- About this task -
Look through the entries below for the line that contains "pretentious7: Interesting, is", then set down that line and each one after it exactly, through the last.

(Dataset entries)

= = = = = = =

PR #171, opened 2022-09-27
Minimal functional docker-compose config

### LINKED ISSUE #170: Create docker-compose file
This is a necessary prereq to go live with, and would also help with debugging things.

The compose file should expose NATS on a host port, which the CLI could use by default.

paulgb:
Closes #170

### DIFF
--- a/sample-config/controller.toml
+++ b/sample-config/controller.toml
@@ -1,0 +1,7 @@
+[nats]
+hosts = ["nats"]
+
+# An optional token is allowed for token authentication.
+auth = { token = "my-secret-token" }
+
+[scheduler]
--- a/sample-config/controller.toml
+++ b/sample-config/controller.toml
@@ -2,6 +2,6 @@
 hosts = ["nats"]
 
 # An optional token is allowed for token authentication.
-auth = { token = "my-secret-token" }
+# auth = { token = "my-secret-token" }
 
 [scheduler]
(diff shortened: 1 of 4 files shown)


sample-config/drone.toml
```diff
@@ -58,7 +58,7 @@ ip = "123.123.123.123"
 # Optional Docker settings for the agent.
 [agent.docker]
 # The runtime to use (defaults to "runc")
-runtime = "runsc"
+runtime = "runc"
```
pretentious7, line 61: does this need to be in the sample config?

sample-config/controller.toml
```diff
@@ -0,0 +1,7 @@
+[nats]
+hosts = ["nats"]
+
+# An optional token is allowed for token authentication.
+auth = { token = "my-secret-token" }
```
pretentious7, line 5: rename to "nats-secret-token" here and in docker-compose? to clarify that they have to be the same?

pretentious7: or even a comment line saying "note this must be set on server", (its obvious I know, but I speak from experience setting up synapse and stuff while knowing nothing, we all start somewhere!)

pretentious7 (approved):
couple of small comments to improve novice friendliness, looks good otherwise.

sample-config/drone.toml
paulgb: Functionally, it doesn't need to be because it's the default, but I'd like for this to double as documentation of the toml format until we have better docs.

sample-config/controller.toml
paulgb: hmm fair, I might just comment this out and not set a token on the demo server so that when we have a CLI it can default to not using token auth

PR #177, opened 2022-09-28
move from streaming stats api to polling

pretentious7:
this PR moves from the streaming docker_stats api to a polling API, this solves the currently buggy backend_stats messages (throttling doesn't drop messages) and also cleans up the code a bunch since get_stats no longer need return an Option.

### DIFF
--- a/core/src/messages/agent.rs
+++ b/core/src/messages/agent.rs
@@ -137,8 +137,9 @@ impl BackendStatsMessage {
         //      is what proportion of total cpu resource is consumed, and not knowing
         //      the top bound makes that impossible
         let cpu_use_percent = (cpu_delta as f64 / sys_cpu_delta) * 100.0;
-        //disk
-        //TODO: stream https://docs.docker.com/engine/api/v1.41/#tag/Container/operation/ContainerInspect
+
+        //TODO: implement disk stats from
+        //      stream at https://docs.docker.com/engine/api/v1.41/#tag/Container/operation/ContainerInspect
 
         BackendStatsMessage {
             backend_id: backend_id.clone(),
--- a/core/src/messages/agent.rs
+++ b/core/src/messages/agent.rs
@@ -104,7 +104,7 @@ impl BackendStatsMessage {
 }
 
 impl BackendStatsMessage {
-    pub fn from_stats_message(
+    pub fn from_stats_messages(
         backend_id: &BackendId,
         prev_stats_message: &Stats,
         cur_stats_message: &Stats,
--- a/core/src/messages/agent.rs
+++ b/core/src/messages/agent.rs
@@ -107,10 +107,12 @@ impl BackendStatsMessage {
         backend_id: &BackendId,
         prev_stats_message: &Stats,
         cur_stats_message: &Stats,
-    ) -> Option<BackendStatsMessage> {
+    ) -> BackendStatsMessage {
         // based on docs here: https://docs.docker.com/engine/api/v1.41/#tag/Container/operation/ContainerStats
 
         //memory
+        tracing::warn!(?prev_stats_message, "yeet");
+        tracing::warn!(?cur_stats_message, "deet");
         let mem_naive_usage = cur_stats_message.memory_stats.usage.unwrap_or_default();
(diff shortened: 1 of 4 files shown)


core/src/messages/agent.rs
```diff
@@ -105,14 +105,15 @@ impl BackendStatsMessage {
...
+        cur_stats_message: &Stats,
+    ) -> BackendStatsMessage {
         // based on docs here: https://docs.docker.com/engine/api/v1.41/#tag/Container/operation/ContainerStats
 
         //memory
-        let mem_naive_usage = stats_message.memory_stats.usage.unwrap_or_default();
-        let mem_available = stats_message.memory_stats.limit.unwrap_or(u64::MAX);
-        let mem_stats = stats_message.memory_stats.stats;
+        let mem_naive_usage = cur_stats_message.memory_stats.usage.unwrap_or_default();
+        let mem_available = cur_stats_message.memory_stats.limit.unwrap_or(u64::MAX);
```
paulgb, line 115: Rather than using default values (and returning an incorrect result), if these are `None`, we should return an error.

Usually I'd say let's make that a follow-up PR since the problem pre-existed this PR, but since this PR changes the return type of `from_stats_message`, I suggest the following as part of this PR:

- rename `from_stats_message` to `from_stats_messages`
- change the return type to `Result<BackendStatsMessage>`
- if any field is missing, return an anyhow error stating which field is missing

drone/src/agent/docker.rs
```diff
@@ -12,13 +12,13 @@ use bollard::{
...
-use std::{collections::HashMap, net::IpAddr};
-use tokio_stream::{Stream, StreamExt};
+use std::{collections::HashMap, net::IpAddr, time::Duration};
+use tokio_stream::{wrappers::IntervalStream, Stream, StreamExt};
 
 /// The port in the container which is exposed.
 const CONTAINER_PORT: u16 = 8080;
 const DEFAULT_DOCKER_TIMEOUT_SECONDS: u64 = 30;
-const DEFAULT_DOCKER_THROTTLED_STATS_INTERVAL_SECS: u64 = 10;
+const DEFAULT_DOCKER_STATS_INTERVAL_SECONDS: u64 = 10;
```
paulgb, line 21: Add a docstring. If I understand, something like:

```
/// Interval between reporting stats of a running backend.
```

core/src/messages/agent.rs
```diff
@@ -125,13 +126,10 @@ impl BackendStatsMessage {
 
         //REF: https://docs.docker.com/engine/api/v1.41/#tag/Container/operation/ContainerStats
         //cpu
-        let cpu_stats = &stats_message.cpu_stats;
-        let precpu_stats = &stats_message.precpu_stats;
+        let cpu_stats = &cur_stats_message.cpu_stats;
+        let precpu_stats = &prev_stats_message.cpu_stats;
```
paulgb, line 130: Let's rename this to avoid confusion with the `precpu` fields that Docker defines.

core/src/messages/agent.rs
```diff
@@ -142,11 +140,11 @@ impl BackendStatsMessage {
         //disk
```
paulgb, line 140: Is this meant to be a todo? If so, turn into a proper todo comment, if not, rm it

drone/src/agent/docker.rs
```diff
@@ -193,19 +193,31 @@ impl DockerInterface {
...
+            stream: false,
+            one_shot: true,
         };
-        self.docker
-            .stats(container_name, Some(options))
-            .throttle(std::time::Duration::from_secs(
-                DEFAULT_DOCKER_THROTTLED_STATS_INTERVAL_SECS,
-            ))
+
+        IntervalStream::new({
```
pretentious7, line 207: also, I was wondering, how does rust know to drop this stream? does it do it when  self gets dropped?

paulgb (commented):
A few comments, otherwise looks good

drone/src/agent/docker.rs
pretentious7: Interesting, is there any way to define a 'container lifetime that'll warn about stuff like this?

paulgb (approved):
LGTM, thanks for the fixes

= = = = = = =

- Reply to the exercise -
pretentious7: Interesting, is there any way to define a 'container lifetime that'll warn about stuff like this?

paulgb (approved):
LGTM, thanks for the fixes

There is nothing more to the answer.